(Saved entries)
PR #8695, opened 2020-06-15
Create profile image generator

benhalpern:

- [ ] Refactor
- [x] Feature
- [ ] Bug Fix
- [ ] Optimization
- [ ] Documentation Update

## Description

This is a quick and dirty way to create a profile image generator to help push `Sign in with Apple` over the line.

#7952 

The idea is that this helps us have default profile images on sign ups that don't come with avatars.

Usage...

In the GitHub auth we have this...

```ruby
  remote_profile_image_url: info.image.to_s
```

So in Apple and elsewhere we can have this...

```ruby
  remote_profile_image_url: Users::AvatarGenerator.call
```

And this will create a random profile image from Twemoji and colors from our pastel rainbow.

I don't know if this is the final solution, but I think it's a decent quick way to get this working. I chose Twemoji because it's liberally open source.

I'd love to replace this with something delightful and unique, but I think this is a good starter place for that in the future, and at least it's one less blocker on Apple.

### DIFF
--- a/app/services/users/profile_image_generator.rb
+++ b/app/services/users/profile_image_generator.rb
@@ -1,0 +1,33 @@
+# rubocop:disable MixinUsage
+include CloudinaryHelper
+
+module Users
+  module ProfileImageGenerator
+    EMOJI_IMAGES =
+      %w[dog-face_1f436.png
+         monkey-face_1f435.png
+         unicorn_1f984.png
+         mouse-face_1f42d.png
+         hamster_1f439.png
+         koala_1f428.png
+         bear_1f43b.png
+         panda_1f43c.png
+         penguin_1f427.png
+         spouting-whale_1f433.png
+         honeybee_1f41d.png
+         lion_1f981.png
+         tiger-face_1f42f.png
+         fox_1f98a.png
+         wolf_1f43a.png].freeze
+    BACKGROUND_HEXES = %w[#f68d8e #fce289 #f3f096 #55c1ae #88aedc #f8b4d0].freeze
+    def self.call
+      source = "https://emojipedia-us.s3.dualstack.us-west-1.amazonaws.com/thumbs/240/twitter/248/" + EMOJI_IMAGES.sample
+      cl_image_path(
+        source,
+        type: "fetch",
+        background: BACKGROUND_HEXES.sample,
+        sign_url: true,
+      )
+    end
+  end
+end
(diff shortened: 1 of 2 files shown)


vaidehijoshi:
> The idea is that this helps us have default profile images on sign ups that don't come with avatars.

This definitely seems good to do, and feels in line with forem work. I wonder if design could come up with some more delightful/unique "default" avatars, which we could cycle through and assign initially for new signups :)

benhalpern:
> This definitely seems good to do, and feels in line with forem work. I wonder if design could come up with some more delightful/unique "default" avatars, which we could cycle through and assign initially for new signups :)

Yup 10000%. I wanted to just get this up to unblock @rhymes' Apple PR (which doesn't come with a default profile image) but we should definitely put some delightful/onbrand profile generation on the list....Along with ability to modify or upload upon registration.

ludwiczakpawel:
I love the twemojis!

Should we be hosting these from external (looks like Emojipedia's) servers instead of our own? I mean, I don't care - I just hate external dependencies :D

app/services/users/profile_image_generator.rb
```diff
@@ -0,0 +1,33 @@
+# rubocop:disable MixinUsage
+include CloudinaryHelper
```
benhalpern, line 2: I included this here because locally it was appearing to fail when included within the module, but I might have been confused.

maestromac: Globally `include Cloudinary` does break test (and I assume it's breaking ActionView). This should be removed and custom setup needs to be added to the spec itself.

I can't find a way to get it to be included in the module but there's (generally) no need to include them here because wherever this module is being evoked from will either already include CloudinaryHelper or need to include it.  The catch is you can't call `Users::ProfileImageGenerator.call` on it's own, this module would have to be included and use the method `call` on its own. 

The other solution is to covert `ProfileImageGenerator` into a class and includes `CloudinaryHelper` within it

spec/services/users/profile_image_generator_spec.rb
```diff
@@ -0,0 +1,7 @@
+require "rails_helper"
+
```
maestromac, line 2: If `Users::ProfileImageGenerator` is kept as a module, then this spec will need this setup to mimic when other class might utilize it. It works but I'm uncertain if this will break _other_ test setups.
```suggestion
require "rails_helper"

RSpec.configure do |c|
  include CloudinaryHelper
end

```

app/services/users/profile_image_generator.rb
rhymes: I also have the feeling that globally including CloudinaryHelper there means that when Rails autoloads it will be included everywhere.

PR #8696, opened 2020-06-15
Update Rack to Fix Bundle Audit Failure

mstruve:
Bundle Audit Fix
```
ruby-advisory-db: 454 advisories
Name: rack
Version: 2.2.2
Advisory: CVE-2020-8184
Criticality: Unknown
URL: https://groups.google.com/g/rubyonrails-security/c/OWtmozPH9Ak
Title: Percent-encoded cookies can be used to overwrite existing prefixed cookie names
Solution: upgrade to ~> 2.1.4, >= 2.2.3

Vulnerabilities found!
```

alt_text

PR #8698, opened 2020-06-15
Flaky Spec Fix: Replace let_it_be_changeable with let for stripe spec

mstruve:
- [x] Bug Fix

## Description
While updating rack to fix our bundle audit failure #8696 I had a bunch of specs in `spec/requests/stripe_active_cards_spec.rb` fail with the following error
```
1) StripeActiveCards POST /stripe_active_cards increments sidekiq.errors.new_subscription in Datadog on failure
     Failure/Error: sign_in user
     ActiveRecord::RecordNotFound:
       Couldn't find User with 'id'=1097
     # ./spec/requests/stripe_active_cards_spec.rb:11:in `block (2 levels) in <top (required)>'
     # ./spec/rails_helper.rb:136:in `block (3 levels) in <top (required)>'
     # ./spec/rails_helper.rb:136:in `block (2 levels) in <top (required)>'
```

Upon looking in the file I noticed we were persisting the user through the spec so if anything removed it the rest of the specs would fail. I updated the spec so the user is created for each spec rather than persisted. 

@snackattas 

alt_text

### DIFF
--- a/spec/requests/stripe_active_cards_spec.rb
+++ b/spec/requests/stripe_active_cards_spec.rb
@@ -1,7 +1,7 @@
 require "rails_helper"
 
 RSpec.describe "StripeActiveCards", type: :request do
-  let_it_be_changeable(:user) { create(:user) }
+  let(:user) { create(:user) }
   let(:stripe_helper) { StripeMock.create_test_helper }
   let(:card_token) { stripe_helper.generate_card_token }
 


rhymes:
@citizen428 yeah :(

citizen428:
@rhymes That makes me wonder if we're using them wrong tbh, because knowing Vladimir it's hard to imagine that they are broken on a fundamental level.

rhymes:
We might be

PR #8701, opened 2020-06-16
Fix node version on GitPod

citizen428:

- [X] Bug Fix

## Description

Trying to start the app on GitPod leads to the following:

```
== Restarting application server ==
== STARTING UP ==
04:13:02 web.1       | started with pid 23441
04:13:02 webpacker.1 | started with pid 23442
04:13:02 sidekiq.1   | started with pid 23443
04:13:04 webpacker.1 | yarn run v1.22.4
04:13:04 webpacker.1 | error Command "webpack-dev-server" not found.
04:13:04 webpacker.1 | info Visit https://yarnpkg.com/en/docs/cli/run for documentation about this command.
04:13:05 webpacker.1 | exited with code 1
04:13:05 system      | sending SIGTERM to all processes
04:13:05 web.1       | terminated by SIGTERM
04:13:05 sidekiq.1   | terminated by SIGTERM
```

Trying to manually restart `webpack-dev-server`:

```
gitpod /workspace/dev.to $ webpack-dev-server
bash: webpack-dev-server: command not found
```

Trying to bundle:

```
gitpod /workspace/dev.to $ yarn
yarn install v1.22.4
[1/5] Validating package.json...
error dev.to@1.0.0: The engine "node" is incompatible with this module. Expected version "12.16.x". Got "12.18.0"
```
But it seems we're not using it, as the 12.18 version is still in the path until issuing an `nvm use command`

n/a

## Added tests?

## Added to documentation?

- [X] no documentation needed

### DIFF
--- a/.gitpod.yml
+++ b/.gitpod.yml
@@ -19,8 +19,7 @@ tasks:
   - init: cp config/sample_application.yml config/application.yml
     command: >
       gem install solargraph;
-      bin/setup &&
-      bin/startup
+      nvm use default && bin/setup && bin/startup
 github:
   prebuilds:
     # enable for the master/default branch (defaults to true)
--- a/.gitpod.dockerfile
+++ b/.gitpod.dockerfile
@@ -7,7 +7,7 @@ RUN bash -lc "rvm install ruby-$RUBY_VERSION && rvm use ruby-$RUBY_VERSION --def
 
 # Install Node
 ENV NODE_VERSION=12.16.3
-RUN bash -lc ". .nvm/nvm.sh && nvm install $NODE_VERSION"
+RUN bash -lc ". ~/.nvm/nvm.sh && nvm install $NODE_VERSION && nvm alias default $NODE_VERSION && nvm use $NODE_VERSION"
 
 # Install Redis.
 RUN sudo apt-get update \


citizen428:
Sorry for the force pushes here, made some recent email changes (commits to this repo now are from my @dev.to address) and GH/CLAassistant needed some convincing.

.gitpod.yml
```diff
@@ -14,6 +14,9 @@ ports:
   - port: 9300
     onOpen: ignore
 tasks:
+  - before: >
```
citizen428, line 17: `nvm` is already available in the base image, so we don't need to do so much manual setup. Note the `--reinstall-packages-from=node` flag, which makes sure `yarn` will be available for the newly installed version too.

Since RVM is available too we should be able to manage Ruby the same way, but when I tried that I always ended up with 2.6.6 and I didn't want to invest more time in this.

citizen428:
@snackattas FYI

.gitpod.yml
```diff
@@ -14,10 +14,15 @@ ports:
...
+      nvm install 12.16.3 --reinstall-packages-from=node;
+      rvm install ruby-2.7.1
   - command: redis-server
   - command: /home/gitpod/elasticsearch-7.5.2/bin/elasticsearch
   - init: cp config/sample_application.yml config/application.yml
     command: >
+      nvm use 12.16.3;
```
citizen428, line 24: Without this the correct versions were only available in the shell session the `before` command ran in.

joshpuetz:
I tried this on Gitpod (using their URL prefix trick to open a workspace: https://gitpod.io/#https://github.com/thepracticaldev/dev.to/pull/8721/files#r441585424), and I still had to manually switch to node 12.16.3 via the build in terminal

• _EXERCISE OBJECTIVE_
Gather from the entries above all lines that include the string "helps".

• _ANSWER FOR THE TASK_
The idea is that this helps us have default profile images on sign ups that don't come with avatars.
> The idea is that this helps us have default profile images on sign ups that don't come with avatars.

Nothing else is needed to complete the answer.